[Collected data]
+++

PR #677, opened 2024-03-28
Calculation of feature importances in a supervised setting

### LINKED ISSUE #258: Calculate feature importances easily
Although ehrapy is primarily designed for exploratory analysis, we also want to offer the ability to quickly run prediction models to:

1. Find features that are strongly predictive of the target variable
2. Get features importances to determine biases and imbalances
3. Simple baseline models to justify bigger DL models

+++

## WORK TASK
Give again only the lines starting at the one that contains "2. Get features" and running to the end of the data.

## SOLUTION
2. Get features importances to determine biases and imbalances
3. Simple baseline models to justify bigger DL models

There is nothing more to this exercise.